Accordingly the reader may be sure that he has here a fair presentation of a typical style of Japanese shooting, which, in its fundamental aspects, does not differ materially from other styles of Japanese, or indeed Oriental, archery.
To the Westerner by far the most interesting thing about the archery of the Far East is the fact that in both China and Japan the string is still drawn to a point well behind, as was done in the old English archery of Roger Ascham's time. That this is an advantage in some ways will, I think, be plain from the diagrams which show the two positions, drawn as if seen from a point directly above the archer's head. The first diagram illustrates the American full draw, and shows how the elbow of the draw arm must form an obtuse angle with the line of the two shoulders as long as the string is not drawn well behind the ear.

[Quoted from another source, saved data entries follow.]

PR #690, opened 2022-08-30
Clam 2102 cl cvd unpack

micahsnyder:
- libclamav API: Add cl_cvdunpack() function

  Add `cl_cvdunpack()` function to the public API.
  
  This new API has an option to disable verification, but otherwise it
  will attempt to verify that the CVD is correctly signed.

- Freshclam, Sigtool: use public CVD unpack API

  In the interest of using the public API's as much as possible for our
  own applications (dog-fooding the API), this commit swaps sigtool and
  freshclam `cli_cvdunpack()` calls to `cl_cvdunpack()`.

- Tests: unit tests for cl_load(), cl_cvdverify(), cl_cvdunpack()

  Some basic testing is needed for the new cl_cvdunpack() API, so this
  commit adds basic unit tests for that.
  
  For reasons unknown, a number of cl_* API's have stubs for unit tests
  that weren't filled out.  The CVD load/verify ones in particular
  required access to a signed CVD.  We actually ship a very basic signed
  CVD with the databases now, so I added tests for those while I was at it.

### DIFF
--- a/libclamav/cvd.c
+++ b/libclamav/cvd.c
@@ -723,7 +723,7 @@ int cli_cvdload(FILE *fs, struct cl_engine *engine, unsigned int *signo, unsigne
     return ret;
 }
 
-int cli_cvdunpack(const char *file, const char *dir)
+static cl_error_t cli_cvdunpack(const char *file, const char *dir)
 {
     int fd, ret;
 
--- a/libclamav/cvd.c
+++ b/libclamav/cvd.c
@@ -611,11 +611,11 @@ cl_error_t cl_cvdverify(const char *file)
     return ret;
 }
 
-int cli_cvdload(FILE *fs, struct cl_engine *engine, unsigned int *signo, unsigned int options, unsigned int dbtype, const char *filename, unsigned int chkonly)
+cl_error_t cli_cvdload(FILE *fs, struct cl_engine *engine, unsigned int *signo, unsigned int options, unsigned int dbtype, const char *filename, unsigned int chkonly)
 {
     struct cl_cvd cvd, dupcvd;
     FILE *dupfs;
-    int ret;
+    cl_error_t ret;
     time_t s_time;
     int cfd;
     struct cli_dbio dbio;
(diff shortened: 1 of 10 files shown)


libfreshclam/libfreshclam_internal.c
```diff
@@ -1498,9 +1498,12 @@ static fc_error_t getcvd(
 }
 
 /**
- * @brief Change to the temp dir for storing CDIFFs for incremental database update.
+ * @brief Create a temp dir for storing CDIFFs for incremental database update.
  *
- * Will create the temp dir if it does not already exist.
+ * Will create the temp dir if it does not already exist and populate it with the
+ * unpacked CVD. Then i twill chdir to that directory.
```
TheRaynMan, line 1504: "it will chdir" vs "i twill chdir"

libclamav/cvd.c
```diff
@@ -732,3 +740,37 @@ int cli_cvdunpack(const char *file, const char *dir)
...
 }
+
+cl_error_t cl_cvdunpack(const char *file, const char *dir, bool dont_verify)
+{
+    cl_error_t status = CL_SUCCESS;
+    FILE *fs          = NULL;
+
+    fs = fopen(file, "rb");
+    if (NULL == fs) {
+        char err[128];
```
TheRaynMan, line 751: Why does this cli_strerror call use err[128] when the others do not? This is not a static function or anything.

micahsnyder: Our `cli_strerror` is a wrapper for the poorly standardized `strerror` system function, not to be confused with `cl_strerror`, which is the clamav API for converting the clam error enum to a message. 

The `err[128]` approach is something I copypasted from elsewhere in the code.  Such as: https://github.com/Cisco-Talos/clamav/blob/main/libclamav/untar.c#L318-L319

libfreshclam/libfreshclam_internal.c
micahsnyder: I'll fix it

micahsnyder: Fixed in force-push

micahsnyder:
Per our discussion today in status -- I'll create an example program that uses this.  I may be able to create an automated test for it as well.  It would be good if we tested our example programs, after all.

micahsnyder:
Rebased and also fixed a PATHSEP issue on Windows with the new unit test.

Issue #574, opened 2022-05-08
“The newest LLVM version supported is 3.6.2” and “it can use LLVM versions 8 through 12”.


dilyanpalauzov:
The file [NEWS.md](https://github.com/Cisco-Talos/clamav/blob/main/NEWS.md#notable-changes) contains:
> Updated the LLVM bytecode runtime support so that it can use LLVM versions 8 through 12 and removed support for earlier LLVM versions.

while [INSTALL.md](https://github.com/Cisco-Talos/clamav/blob/main/INSTALL.md#known-issues--to-dos) states:
> The newest LLVM version supported is 3.6.2. We ran out of time during 0.104 development to add support for newer versions of LLVM. 

The information in both files is mutually exclusive.

teoberi:
Works even with LLVM 13.0.1

micahsnyder:
Thanks for the heads up.  We totally forgot to remove the "The newest LLVM version supported is 3.6.2..." line.

wschlich:
When will LLVM 14 or 15 be supported?

teoberi:
https://github.com/Cisco-Talos/clamav/issues/580#issuecomment-1188054430

wschlich:
@teoberi I can't see any date related estimates for LLVM 14+ support in issue #580 🤷🏼‍♂️

teoberi:
I don't even think it exists yet!

wschlich:
@teoberi maybe I misinterpreted your previous comment, just mentioning another issue right after I asked for a date related estimate 🙃

PR #692, opened 2022-09-07
Implement CMake LLVM version overrides; add hard MAX and MIN versions

### LINKED ISSUE #691: 105.1: CMake LLVM overrides are broken
Hi Team,

I've been attempting to package 105.1 for Gentoo where we have LLVM 13 - 15 in the tree: gentoo/gentoo/pull/27153

Based on #574 it seems that LLVM 13 is a sane choice here, however when attempting to build CMake insists on finding LLVM 14.

Based on [your docs](https://github.com/Cisco-Talos/clamav/blob/main/INSTALL.md#llvm-optional-see-bytecode-runtime-section) I've attempted to override that using both ebuild logic and hardcoded pointers at different versions of LLVM, however even hardcoding paths CMake still insists on using LLVM 14:

```ebuild
		-DLLVM_ROOT_DIR="/usr/lib/llvm/13/"
		-DLLVM_FIND_VERSION="13.0.1"
```

Having taken a look over the source, it appears that perhaps the feature was documented before it was implemented?

https://github.com/Cisco-Talos/clamav/blob/4a0382cf7a8e86e617b8f2e24f5ccb0e649f7f81/CMakeLists.txt#L484-L517

I want to get this working for Gentoo (at least to validate the ebuild machinery) so that it works when you do support more modern versions of LLVM; I'll see about writing a patch and also including a 'max version check' to resolve this.

Kangie:
Fixes #691

- Move minimum LLVM version to variable; add max version
- Implement `-DLLVM_ROOT_DIR` and `-DLLVM_FIND_VERSION`
- If the user has set a particular version and CMake can't find it; die
- Intentionally fail if LLVM version is unsupported
- Made LLVM detection messages `STATUS` rather than `NOTICE`

`LLVM_MAX_VER` set to `13.0.1` based on #574.

### DIFF
--- a/CMakeLists.txt
+++ b/CMakeLists.txt
@@ -491,8 +491,8 @@ find_package(JSONC REQUIRED)
 # Set variable required by libclamav to use libjson-c
 set(HAVE_JSON 1)
 
-set(LLVM_MAX_VER "14.0.0")
-set(LLVM_MIN_VER "8.0.0")
+set(LLVM_MAX_VER "13")
+set(LLVM_MIN_VER "8")
 
 string (TOLOWER ${BYTECODE_RUNTIME} bytecodeRuntime)
 if(${bytecodeRuntime} STREQUAL "llvm")
@@ -519,13 +519,16 @@ if(${bytecodeRuntime} STREQUAL "llvm")
             endif()
         endif()
 
-        if (${LLVM_PACKAGE_VERSION} VERSION_LESS ${LLVM_MIN_VER})
+        math(EXPR TOO_HIGH_VERSION "${LLVM_MAX_VER} + 1" OUTPUT_FORMAT DECIMAL)
+
+        if(${LLVM_PACKAGE_VERSION} VERSION_LESS ${LLVM_MIN_VER})
             message(FATAL_ERROR "LLVM version ${LLVM_PACKAGE_VERSION} is too old")
-        elseif (${LLVM_PACKAGE_VERSION} VERSION_GREATER_EQUAL ${LLVM_MAX_VER} )
+        elseif (${LLVM_PACKAGE_VERSION} VERSION_GREATER_EQUAL ${TOO_HIGH_VERSION} )
             message(FATAL_ERROR "LLVM version ${LLVM_PACKAGE_VERSION} is too new")
         else()
             message(STATUS "LLVM version ${LLVM_PACKAGE_VERSION} found")
         endif()
+
         # Set variable required by libclamav to use llvm instead of interpreter
         set(LLVM_VERSION ${LLVM_VERSION_MAJOR}${LLVM_VERSION_MINOR})
     endif()
--- a/CMakeLists.txt
+++ b/CMakeLists.txt
@@ -491,39 +491,43 @@ find_package(JSONC REQUIRED)
 # Set variable required by libclamav to use libjson-c
 set(HAVE_JSON 1)
 
+set(LLVM_MAX_VER "14.0.0")
+set(LLVM_MIN_VER "8.0.0")
+
 string (TOLOWER ${BYTECODE_RUNTIME} bytecodeRuntime)
 if(${bytecodeRuntime} STREQUAL "llvm")
-    set (LLVM_FIND_VERSION "8.0.0")
-    find_package(LLVM REQUIRED)
+    if(DEFINED LLVM_ROOT_DIR AND DEFINED LLVM_FIND_VERSION)
+        find_package(LLVM EXACT ${LLVM_FIND_VERSION} REQUIRED HINTS ${LLVM_ROOT_DIR})
+    elseif(DEFINED LLVM_ROOT_DIR)
+        find_package(LLVM REQUIRED HINTS ${LLVM_ROOT_DIR})
+    elseif(DEFINED LLVM_FIND_VERSION)
+        find_package(LLVM EXACT ${LLVM_FIND_VERSION} REQUIRED)
+    else()
+        set (LLVM_FIND_VERSION ${LLVM_MIN_VER})
+        find_package(LLVM REQUIRED)
+    endif()
     if(LLVM_FOUND)
         if (LLVM_AVAILABLE_LIBS)
-            # Found using LLVMConfig.cmake
-            message("LLVM found using LLVMConfig.cmake")
-            set(LLVM_VERSION ${LLVM_VERSION_MAJOR}${LLVM_VERSION_MINOR})
+            message(STATUS "LLVM found using LLVMConfig.cmake")
             set(LLVM_LIBRARIES ${LLVM_AVAILABLE_LIBS})
-
-            if (${LLVM_PACKAGE_VERSION} VERSION_LESS "8.0.0")
-                message(FATAL "LLVM version ${LLVM_PACKAGE_VERSION} is too old")
-            endif()
-
         else()
-            # Found using FindLLVM.cmake
-            message("LLVM found using FindLLVM.cmake")
+            message(STATUS "LLVM found using FindLLVM.cmake")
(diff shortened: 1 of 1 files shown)


CMakeLists.txt
```diff
@@ -480,39 +480,56 @@ find_package(JSONC REQUIRED)
...
             endif()
 
-            if (${LLVM_VERSION_STRING} VERSION_LESS "8.0.0")
-                message(FATAL "LLVM version ${LLVM_VERSION_STRING} is too old")
+            if (${LLVM_VERSION_STRING} VERSION_LESS ${LLVM_MIN_VER})
+                message(FATAL_ERROR "LLVM version ${LLVM_VERSION_STRING} is too cold")
+            elseif (${LLVM_VERSION_STRING} VERSION_GREATER ${LLVM_MAX_VER} )
+                message(FATAL_ERROR "LLVM version ${LLVM_VERSION_STRING} is too hot")
+            else()
+                message(STATUS "LLVM version ${LLVM_VERSION_STRING} is just right")
```
micahsnyder, line 527: This code is getting pretty verbose.  To reduce duplication, can you please do something like
```cmake
set(LLVM_PACKAGE_VERSION ${LLVM_VERSION_STRING})
```
and then move the cold/hot/right checks outside of the if/else to check just the LLVM_PACKAGE_VERSION? 

I would also request that you change "cold"/"hot"/"is just right" to "old"/"new"/"found".  I think the three bears lines are very cute and it made me smile. But I prefer to be literal to reduce questions from users.

CMakeLists.txt
```diff
@@ -480,39 +480,56 @@ find_package(JSONC REQUIRED)
...
             endif()
         endif()
+
+        # Set variable required by libclamav to use llvm instead of interpreter
+        set(LLVM_VERSION ${LLVM_VERSION_MAJOR}${LLVM_VERSION_MINOR})
```
micahsnyder, line 532: Good call de-duplicating this one, though! 👍

CMakeLists.txt
```diff
@@ -480,39 +480,56 @@ find_package(JSONC REQUIRED)
...
                 if (${LLVM_VERSION_STRING} VERSION_LESS "10.0.0")
                     set (CMAKE_CXX_FLAGS "${CMAKE_CXX_FLAGS} -DNDEBUG")
                 endif()
             endif()
 
-            if (${LLVM_VERSION_STRING} VERSION_LESS "8.0.0")
-                message(FATAL "LLVM version ${LLVM_VERSION_STRING} is too old")
+            if (${LLVM_VERSION_STRING} VERSION_LESS ${LLVM_MIN_VER})
+                message(FATAL_ERROR "LLVM version ${LLVM_VERSION_STRING} is too cold")
+            elseif (${LLVM_VERSION_STRING} VERSION_GREATER ${LLVM_MAX_VER} )
```
micahsnyder, line 524: Instead of checking if `VERSION_GREATER 13.0.1`, let's check if `VERSION_GREATER_EQUAL 14.0.0`.  Presumably we'll suppost 13.0.2 if there is a security patch version, and we'll want any users on an older release to adopt it.

micahsnyder (changes requested):
Thanks for the PR.  Nice catch with info -> STATUS and "FATAL" -> "FATAL_ERROR". 

I haven't tested this yet but it reads well.  I just have a few changes to request.

Kangie:
Feedback addressed - I appreciate the prompt response.

Seems fine from my end. I don't have the infra available right now to test against versions of LLVM that need `FindLLVM.cmake`, but your suggestion to deduplicate that code seems fine.

Due to the use of `VERSION_GREATER_EQUAL` I've removed the conditional for CMake versioning and set that to `3.7` across the board. It's from 2016; if someone is running a system with an older version of CMake they'll have to update.

I note that `LLVM_FIND_VERSION` doesn't really do much on its own - it doesn't provide any hints to CMake about which version of LLVM it should find and doesn't override CMake's detection of LLVM versions. Instead this change just just forces an error if what you specify isn't what CMake finds (which appears to always be the highest version without `LLVM_ROOT_DIR` being set).

I feel like this is desirable behaviour, even if it just encourages users to set `LLVM_ROOT_DIR` if they're on a multi-impl system; If I specify `13.0.1` and `14.0.x` or `12.x.x` is found I'd rather that the configure process error instead of 

This shouldn't impact most users though - it's unusual to see multi-impl LLVM on distros outside of Gentoo anyway, and the ebuild for clamav there has been updated to set both `-DLLVM_FIND_VERSION` and `-DLLVM_ROOT_DIR`.

micahsnyder:
> ~Due to the use of `VERSION_GREATER_EQUAL` I've removed the conditional for CMake versioning and set that to `3.7` across the board. It's from 2016; if someone is running a system with an older version of CMake they'll have to update. Arguably this should have been done long before me; that check was already in use.~
> 
> Someone on your team will need to review your CMakelists files (or ideally migrate to something more sane, like Meson). The minimum version for CMake across the board should be at least `3.7` based on the use of `VERSION_GREATER_EQUAL` in code before I made changes. Changing this breaks (at the very least) `libclamunrar_iface`. </3 CMake

The minimum CMake versions for ClamAV are already 3.16 (windows) and 3.14 (others) https://github.com/Cisco-Talos/clamav/blob/main/CMakeLists.txt#L4-L8  Using a feature from 3.7 shouldn't be a problem. 

> I note that `LLVM_FIND_VERSION` doesn't really do much on its own - it doesn't provide any hints to CMake about which version of LLVM it should find and doesn't override CMake's detection of LLVM versions. Instead this change just just forces an error if what you specify isn't what CMake finds (which appears to always be the highest version without `LLVM_ROOT_DIR` being set).
> 
> I feel like this is desirable behaviour, even if it just encourages users to set `LLVM_ROOT_DIR` if they're on a multi-impl system; If I specify `13.0.1` and `14.0.x` or `12.x.x` is found I'd rather that the configure process error instead of compile against a version that's not the one that I explicitly specified.
> 
> This shouldn't impact most users though - it's unusual to see multi-impl LLVM on distros outside of Gentoo anyway, and the ebuild for clamav there has been updated to set both `-DLLVM_FIND_VERSION` and `-DLLVM_ROOT_DIR`.

Our `FindLLVM.cmake` originates from https://github.com/ldc-developers/ldc/blob/master/cmake/Modules/FindLLVM.cmake.  I'm happy to make improvements on our end.  Ideally we'd share them back with the `ldc` project as well.   If you'd like to work on making `LLVM_FIND_VERSION` work better, we'd be happy to review your work. 

In case it interests you, there is another/newer mechanism for finding LLVM using LLVMConfig.cmake files installed to under `/usr/lib/llvm-10/cmake/LLVMConfig.cmake` (for example).  See https://github.com/Cisco-Talos/clamav/blob/main/INSTALL.md?plain=1#L711-L737 for more details.

Kangie:
> The minimum CMake versions for ClamAV are already 3.16 (windows) and 3.14 (others)

I looked at that for far too long yesterday. Those were the strings I replaced. Why I parsed 3.16 as < 3.7 I will never know. :)

micahsnyder:
Is this ready for re-review?

Kangie:
Should be!

While I haven't touched `LLVM_FIND_VERSION` or `FindLLVM.cmake` I'm happy enough that if a particular version of LLVM is specified and it's not what CMake finds that the configure process intentionally fails; `ldc` [seems to agree](https://github.com/ldc-developers/ldc/blob/master/cmake/Modules/FindLLVM.cmake#L75) that setting `LLVM_ROOT_DIR` is appropriate in that case.

Additionally it's probably only an issue on multi-impl systems where it appears that the highest version is preferred regardless of what's specified.

I've had this patch applied to the Gentoo `clamav` package for a few weeks with no reported issues. Happy to make any changes/improvements or address additional feedback!

ragusaa (approved):

micahsnyder (approved):

PR #701, opened 2022-09-20
CMake+Rust: default build must be release with debug info

micahsnyder:
We already set the default build type to RelWithDebInfo for CMake, but we were setting it *after* adding the Rust module.  We need to do it before, or else the Rust stuff will still default to Debug, which makes for really slow scans of images that get fuzzy hashed.


shutton (approved):
LGTM

PR #712, opened 2022-10-04
Speed up freeing of signatures on shutdown

ragusaa:


micahsnyder (approved):
Code looks great. Local performance testing looks great. QA pipelines look great. 
Excellent!

PR #79, opened 2026-05-15
smite: use `bitcoin::Txid` instead of local newtype

NishantBansal2003:
Drop the local `Txid` `hash_newtype` and import `bitcoin::Txid` directly at the call sites.


morehouse (approved):
LGTM

PR #80, opened 2026-05-15
smite-ir: add `LoadTimestamp` operation

morehouse:
The timestamp type will be used when generating `node_announcement` and `channel_update` messages.

Tests are omitted for now since `LoadTimestamp` will be adequately tested by `BuildNodeAnnouncement` tests in the next PR.

Ref: #71

### DIFF
--- a/smite-ir/src/builder.rs
+++ b/smite-ir/src/builder.rs
@@ -140,6 +140,7 @@ impl ProgramBuilder {
                 self.append(Operation::LoadFeeratePerKw(rng.random()), &[])
             }
             VariableType::BlockHeight => self.append(Operation::LoadBlockHeight(rng.random()), &[]),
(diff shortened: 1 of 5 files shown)


NishantBansal2003 (approved):
LGTM 👍, Needs rebase

Q: Though we are at a very initial stage, but later on, if we insert a new Operation in the middle of `pub enum Operation` (instead of appending it), that would invalidate the collected corpus for some scenarios, right?

morehouse:
> Q: Though we are at a very initial stage, but later on, if we insert a new Operation in the middle of `pub enum Operation` (instead of appending it), that would invalidate the collected corpus for some scenarios, right?

Yes.  And actually this is also the case even if we append operations, since postcard isn't designed to be backward compatible.

If we want backward-compatibility, we should probably use protobuf.  Of course that's a much heavier option, and I don't think we would benefit from it much at this point in the project.  We can re-evaluate later if corpus invalidation becomes a bigger issue.

PR #83, opened 2026-05-18
scripts: drop `--user` flag for rootless docker

morehouse:
After switching to [rootless Docker](https://docs.docker.com/engine/security/rootless/), the coverage report script stopped working for me.

This fixes the script for rootless Docker while preserving the previous behavior when Docker runs as root.


ekzyis (approved):
didn't test rootless mode but LGTM

PR #69, opened 2026-05-08
smite: replace hkdf/sha2 with bitcoin hash-based derivation

NishantBansal2003:
ref: https://github.com/morehouse/smite/pull/68#issuecomment-4400056232

Removed the `hkdf` and `sha2` dependencies and implemented the same behavior using hash-based derivation from the `bitcoin` crate. Going forward, we will standardize on the `bitcoin` library wherever possible

I also verified the derivation by comparing it against LDK: https://github.com/lightningdevkit/rust-lightning/blob/a1d4e2f26eea696a0a1ebc2fe56abd884905bd5f/lightning/src/crypto/utils.rs#L8-L24

PR #86, opened 2026-05-19
noise: small refactor to make code match comment

ekzyis:
the suggestion from https://github.com/morehouse/smite/pull/69#discussion_r3208696106

### DIFF
--- a/smite/src/noise/handshake.rs
+++ b/smite/src/noise/handshake.rs
@@ -137,18 +137,19 @@ impl NoiseHandshake {
     fn initialize_state(responder_static: &PublicKey) -> ([u8; 32], [u8; 32]) {
         // h = SHA256(protocolName)
         // ck = h
-        let ck = Sha256::hash(PROTOCOL_NAME).to_byte_array();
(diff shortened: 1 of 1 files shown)


smite/src/noise/handshake.rs
```diff
@@ -137,18 +137,19 @@ impl NoiseHandshake {
...
 
         // h = SHA256(h || prologue)
-        let h = {
+        h = {
             let mut sha = Sha256::engine();
-            sha.input(&ck);
+            sha.input(&h);
             sha.input(PROLOGUE);
-            Sha256::from_engine(sha).to_byte_array()
+            Sha256::from_engine(sha.clone()).to_byte_array()
```
morehouse: Seems like an unrelated and unnecessary change.

```suggestion
            Sha256::from_engine(sha).to_byte_array()
```

morehouse (changes requested):

smite/src/noise/handshake.rs
ekzyis: Oh, that got accidentally pushed while experimenting, fixed in b6b6767

morehouse (approved):
LGTM

PR #87, opened 2026-05-19
smite-ir: Use bitcoin::opcodes to encode shutdown scripts

ekzyis:
Originally suggested in https://github.com/morehouse/smite/pull/58#discussion_r3162141946.

Raw opcodes are still used in tests, but I think it's fine to handle raw bytes there.

### DIFF
--- a/smite-ir/src/operation.rs
+++ b/smite-ir/src/operation.rs
@@ -11,6 +11,7 @@
 use std::fmt;
 use std::fmt::Write;
 
+use bitcoin::{opcodes::all as opcodes, script::Builder, script::PushBytes};
 use rand::{Rng, RngExt};
 use serde::{Deserialize, Serialize};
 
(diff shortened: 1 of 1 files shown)


smite-ir/src/operation.rs
```diff
@@ -196,32 +197,26 @@ impl ShutdownScriptVariant {
...
-                out.extend_from_slice(h);
-                out
-            }
-            Self::P2wsh(h) => {
-                let mut out = Vec::with_capacity(34);
-                out.extend_from_slice(&[0x00, 0x20]);
-                out.extend_from_slice(h);
-                out
-            }
+            Self::P2pkh(h) => Builder::from(Vec::with_capacity(25))
```
morehouse: Nit: I think this works to preallocate within the Builder, but it seems a bit hacky.  Maybe we should just drop the preallocation for clarity (perf is likely not an issue here).


```suggestion
            Self::P2pkh(h) => Builder::new()
```

morehouse (approved):

smite-ir/src/operation.rs
ekzyis: 1bae497 uses `Builder::new()` everywhere now

morehouse (approved):
LGTM

PR #88, opened 2026-05-20
Ignore startup exits in JVM crash handler

morehouse:
When Eclair starts up it runs several commands as subprocesses, some of which call `exit` and trigger our crash handler.

Previously we resorted to a couple hacks to filter out these startup exits:
- wrap the Java binary to ensure the crash handler is only installed on the JVM
- pass `-no-version-check` to the Eclair startup script to avoid `java --version` triggering our crash handler

This worked for a while, but when I recently updated my machine the crash handler started reporting a startup exit again.

This PR removes the ad-hoc filtering methods in favor of a more robust mechanism:  ignore all exits until startup is complete.  This is accomplished by using a marker file to signal to the crash handler whether startup has completed or not.

### DIFF
--- a/smite/src/runners.rs
+++ b/smite/src/runners.rs
@@ -10,6 +10,15 @@
 #[cfg(feature = "nyx")]
 use smite_nyx_sys::{nyx_fail, nyx_get_fuzz_input, nyx_init, nyx_release, nyx_skip};
 
+/// Marker file created right before the first fuzz input is delivered, so
+/// crash handlers can filter out expected subprocess exits that occur during
+/// node startup.
+const STARTUP_COMPLETE_MARKER: &str = "/tmp/smite-startup-complete";
+
+fn create_startup_complete_marker() {
+    std::fs::File::create(STARTUP_COMPLETE_MARKER).expect("startup complete file created");
+}
+
 /// `Runner` provides an abstraction for a smite test case runner (e.g. run under nyx,
 /// local system for reproduction, etc.)
 pub trait Runner {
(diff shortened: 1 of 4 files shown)


smite/src/runners.rs
```diff
@@ -10,6 +10,15 @@
 #[cfg(feature = "nyx")]
 use smite_nyx_sys::{nyx_fail, nyx_get_fuzz_input, nyx_init, nyx_release, nyx_skip};
 
+/// Marker file created right before the first fuzz input is delivered, so
+/// crash handlers can filter out expected subprocess exits that occur during
+/// node startup.
+const STARTUP_COMPLETE_MARKER: &str = "/tmp/smite-startup-complete";
+
+fn create_startup_complete_marker() {
+    let _ = std::fs::File::create(STARTUP_COMPLETE_MARKER);
```
ekzyis: Should we panic if creating the file fails? I think if it fails, the fuzzer can return false negatives (there was a crash, but no crash was reported).

morehouse: Yes, done.  FWIW I also tested this change by injecting a crash during the noise handshake and verifying that we could detect it with the `noise` scenario.

smite/src/runners.rs
```diff
@@ -10,6 +10,15 @@
 #[cfg(feature = "nyx")]
 use smite_nyx_sys::{nyx_fail, nyx_get_fuzz_input, nyx_init, nyx_release, nyx_skip};
 
+/// Marker file created right before the first fuzz input is delivered, so
+/// crash handlers can filter out expected subprocess exits that occur during
+/// node startup.
+const STARTUP_COMPLETE_MARKER: &str = "/tmp/smite-startup-complete";
+
+fn create_startup_complete_marker() {
+    let _ = std::fs::File::create(STARTUP_COMPLETE_MARKER).expect("startup complete file created");
```
ekzyis: nit: `let _ =` is no longer needed

```suggestion
    std::fs::File::create(STARTUP_COMPLETE_MARKER).expect("startup complete file created");
```

ekzyis (approved):
LGTM. Tested by fuzzing eclair with the encrypted_bytes scenario.

smite/src/runners.rs
morehouse: Done.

The second diagram shows the relative positions of the rear elbow and the shoulders in the Oriental full draw. Note that the entire pull of the string is shifted directly onto the shoulder of the draw arm, instead of continuing to pull on the elbow as in the American method.
AMERICAN AND JAPANESE FULL DRAW
Note that with the American full draw (upper sketch), in which the string is not drawn well behind the ear, the elbow is not in line with the shoulders, and that in the Japanese full draw (lower sketch) it is in line, thus shifting the entire pull of the string onto the shoulder of the draw arm instead of continuing it on the elbow as in the American method.